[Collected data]
PR #12840, opened 2026-01-31
svelte: Implement `/crates/[crate_id]/versions` page

Turbo87:
Bildschirmfoto 2026-01-31 um 14 55 20

This roughly matches the corresponding Ember.js route implementation, but it's using the SvelteKit `load()` fn to load the initial set of versions and then a regular async fn to load additional pages. The `Row` component is also similar in terms of styling and behavior, but the API is slightly different since it accepts a raw `version` object, without a relationship to the corresponding crate or any derived properties.

I've also included a Storybook file for the `Row` component. Compare to the other Storybook files it only contains a single Story with all of the variations though. The reason for that is that I'm trying to reduce the number of snapshots that we use for visual regression testing, since that number is somewhat limited per month.

### DIFF
--- a/svelte/src/routes/crates/[crate_id]/versions/+page.svelte
+++ b/svelte/src/routes/crates/[crate_id]/versions/+page.svelte
@@ -1,6 +1,176 @@
 <script lang="ts">
+  import type { components } from '@crates-io/api-client';
+
+  import { createClient } from '@crates-io/api-client';
+  import { format } from 'date-fns';
+
+  import CrateHeader from '$lib/components/CrateHeader.svelte';
+  import LoadingSpinner from '$lib/components/LoadingSpinner.svelte';
+  import * as SortDropdown from '$lib/components/sort-dropdown';
+  import Row from '$lib/components/version-list/Row.svelte';
+
+  type Version = components['schemas']['Version'];
+
   let { data } = $props();
+
+  let isLoading = $state(false);
+
+  // Client-side state for extra loaded versions and pagination
+  let extraVersions = $state<Version[]>([]);
+  let extraNextPage = $state<string | null>(null);
+
+  // Reset client-side state when sort changes
+  $effect(() => {
+    void data.sort;
+
+    extraVersions = [];
+    extraNextPage = null;
+  });
+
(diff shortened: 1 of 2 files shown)


svelte/src/lib/components/version-list/Row.svelte
```diff
@@ -0,0 +1,520 @@
...
+      {#if version.yanked}
+        <TrashIcon />
+      {:else if !semver}
+        ?
+      {:else}
+        {releaseTrack}
+      {/if}
+
+      <Tooltip side="right">
+        <div class="rt-tooltip">
```
eth3lbert, line 133: A non-blocking nit: it seems we're missing a `data-test-release-track-title` attribute here. Since it isn't being used anywhere currently, I'm not against leaving it out, but I just wanted to give you a heads-up.

svelte/src/lib/components/version-list/Row.svelte
```diff
@@ -0,0 +1,520 @@
...
+          via
+          {#if trustpubUrl}
+            <!-- eslint-disable-next-line svelte/no-navigation-without-resolve -->
+            <a href={trustpubUrl} target="_blank" rel="nofollow noopener noreferrer">
+              {#if trustpubProvider === 'github'}
+                <GitHubIcon />
+              {:else if trustpubProvider === 'gitlab'}
+                <GitLabIcon />
+              {/if}
+              {trustpubPublisher}
```
eth3lbert, line 186: Do you think this is worth extracting into a snippet or a component?

eth3lbert (approved):
I’ve just left a few minor non-blocking nits, but overall it LGTM! Thanks!

svelte/src/lib/components/version-list/Row.svelte
Turbo87: yeah, I noticed that it wasn't used, so I left it out for now :)

svelte/src/lib/components/version-list/Row.svelte
Turbo87: I thought about it, yeah. but for now it's just 6 relatively straight-forward lines, so I wasn't sure yet whether it would be worth it.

▶ _TASK PROMPT_: The lines you need are those containing "type"; find them in the records and copy them.

▶ _RESPONSE BOX_:
+  import type { components } from '@crates-io/api-client';
+  type Version = components['schemas']['Version'];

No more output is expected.